The LOI is non-binding, and the transaction's completion remains subject to customary due diligence, execution of definitive agreements, regulatory and stock exchange approvals, registration statement effectiveness, anti trust approval, termination of the employment agreements, ancillary agreement, execution of support agreement, lock up agreement, the execution of Executive Consulting Agreements, amendment to certificate of incorporation and other standard closing conditions. It is anticipated that any definitive agreements will need to be approved by both of the Board of Directors. The LOI provides that none of the parties will consider any other similar transaction for a period that will continue until the earlier of 45 days from the date of the LOI or the execution of definitive agreements. The transaction is expected to be completed the first quarter of 2026. The transaction has been approved by both board of directors.

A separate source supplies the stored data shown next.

PR #1111, opened 2018-12-23
Update files with new standard header.

janowagner:
This covers all file types except ".js" which remains to be done.


cmake/FindNpm.cmake
```diff
@@ -22,6 +16,8 @@
 # along with this program; if not, write to the Free Software
 # Foundation, Inc., 51 Franklin St, Fifth Floor, Boston, MA 02110-1301 USA.
 
+# CMake find module for yarn package manager
```
wiegandm:
```suggestion
# CMake find module for node package manager
```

As of July 11, 2025, the developer of the Signing Day Sports app announced the confidential submission with the U.S. Securities and Exchange Commission of a draft registration statement on Form S-4 (the “Registration Statement”) by BlockchAIn Digital Infrastructure. As of September 25, 2025, additional closing conditions were established. These includes the approval by the Signing Day Sports Stockholders and the approval by the NYSE American of BlockchAIn’s application for initial listing of its common shares in connection with the merger. As of December 23, 2025, blockchain filed a registration statement. As of January 30, 2026, the registration statement was declared effective by the U.S. Securities and Exchange Commission. As of January 20, 2026, the transaction to take place in February or March 2026. As of March 6, 2026, Signing Day Sports would like to remind its stockholders that it will hold a special meeting of its stockholders to approve the transaction on Friday, March 13, 2026. As per the filing announced on February 12, 2026, the transaction is expected to close in March 2026. As of March 10, 2026, the transaction is expected to close on March 16, 2026. As of March 13, 2026, shareholders of Signing Day Sports, Inc. approved the transaction. As of March 16, 2026, BlockchAIn Inc. common stock is anticipated to begin trading on the NYSE American under the ticker symbol “AIB” on March 17, 2026 at 9:30 a.m. EDT, subject to closing of the business combination.
Maxim Group LLC acted as financial advisor for blockchAIn Digital Infrastructure. Ronelle C. Porter of Loeb & Loeb LLP acted as legal advisor for blockchAIn Digital Infrastructure. Louis A. Bevilacqua of Bevilacqua PLLC acted as legal advisor for Signing Day Sports, Inc. Newbridge Securities Corporation acted as financial advisor and fairness opinion provider to Newbridge Securities Corporation, will receive a fee of $0.12 for opinion rendered. Securities Transfer Corporation acted as transfer agent to Signing Day Sports, Inc and blockchAIn Digital Infrastructure. Advantage Proxy, Inc acted as proxy solicitor to Signing Day Sports, Inc and will receive a fee of $0.005 million.
blockchAIn Digital Infrastructure completed the acquisition of Signing Day Sports, Inc. (NYSEAM:SGN) on March 16, 2026.